Некоторое время он молчал. Затем поднял руку и коснулся ее волос:
– Мне нравится, когда твои волосы распущены... Я говорил тебе?
– Да, – сказала Карла, чувствуя, как тает от нежности ее сердце. – Каждый раз, когда мы занимались любовью...
Его рука вдруг замерла, а голос охрип от не свойственных ему ноток неуверенности:
– Я был страшно груб с тобой нынешним утром... Мне нет прощения... и нет другого объяснения, кроме того, что ты ужасно была нужна мне... Я не совладал с собой, а этого со мной никогда не бывало...

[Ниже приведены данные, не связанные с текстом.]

PR #167, opened 2022-10-28
[FLINK-29786] VarianceThresholdSelector should implement HasInputCol

jiangxin369:

Replace `FeaturesCol` with `InputCol` in VarianceThresholdSelector.

## Brief change log

  - Add Javadoc for `HasFeaturesCol` to distinguish `HasInputCol`
  - Replace `FeaturesCol` with `InputCol` in VarianceThresholdSelector.

## Documentation

### DIFF
--- a/flink-ml-lib/src/main/java/org/apache/flink/ml/common/param/HasFeaturesCol.java
+++ b/flink-ml-lib/src/main/java/org/apache/flink/ml/common/param/HasFeaturesCol.java
@@ -18,12 +18,18 @@
 
 package org.apache.flink.ml.common.param;
 
+import org.apache.flink.ml.api.Stage;
 import org.apache.flink.ml.param.Param;
 import org.apache.flink.ml.param.ParamValidators;
 import org.apache.flink.ml.param.StringParam;
 import org.apache.flink.ml.param.WithParams;
 
-/** Interface for the shared featuresCol param. */
+/**
+ * Interface for the shared featuresCol param.
+ *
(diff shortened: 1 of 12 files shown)


flink-ml-lib/src/main/java/org/apache/flink/ml/common/param/HasFeaturesCol.java
```diff
@@ -24,6 +24,14 @@
 import org.apache.flink.ml.param.WithParams;
 
 /** Interface for the shared featuresCol param. */
+
+/**
+ * Interface for the shared featuresCol param.
```
lindong28, line 29: Should we remove the redundant description above?

And it might be simpler and softer to use the following doc:

```
/**
 * Interface for the shared featuresCol param.
 *
 * {@link HasFeaturesCol} is typically used for {@link Stage}s that implement {@link HasLabelCol}. It is preferred
 * to use {@link HasInputCol} for other cases.
 */
```

Please also update the corresponding python doc if we make the change here.

lindong28 (commented):
Thanks for the PR. LGTM overall. Left just one minor comment.

flink-ml-lib/src/main/java/org/apache/flink/ml/common/param/HasFeaturesCol.java
jiangxin369: Thanks for the review, I updated the docs of Java and Python according to your expression.

lindong28:
Thanks for the update. LGTM.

Она протянула руку и погладила его нахмуренное лицо:
– Я понимаю.
– Но ведь я использовал тебя!
Она в притворном удивлении подняла брови. Джарид рассмеялся:
– С твоего согласия?
Она рассмеялась вслед за ним:
– Конечно.
В его глазах замерцал свет, всегда волновавший ее. Он обнял ее.
– Ты по-прежнему испытываешь ко мне влечение, Карла? – шепотом спросил он.
– Нет.
Она почувствовала, как напряглось его тело. Он развернулся и положил ее на спину, а сам склонился над ней.
– Нет? – спросил он требовательно. – Как ты можешь так говорить после того, что было сегодня утром? Черт возьми, Карла. Ответь мне!
– Ты еще любишь меня? – ответила она вопросом.
– Да! Я люблю тебя! – прорычал он. – А теперь скажи, почему твое влечение исчезло?
Карла безмятежно улыбалась:
– Потому что я люблю тебя... а влечение и любовь – две совершенно разные вещи.
Он засмеялся. Сначала тихо, а затем неудержимо.
– А знаешь, ты права. Мне кажется, у меня тоже было влечение... Но это – небо и земля... Влечение – неплохая штука, – сказал он, наклонившись и пылко целуя ее. – Но любовь во сто крат лучше.
– Да...
И, лежа в золотистых лучах заходящего солнца, они продолжали доказывать эту мысль.
В качестве свадебного подарка Карла преподнесла Джариду портрет его деда.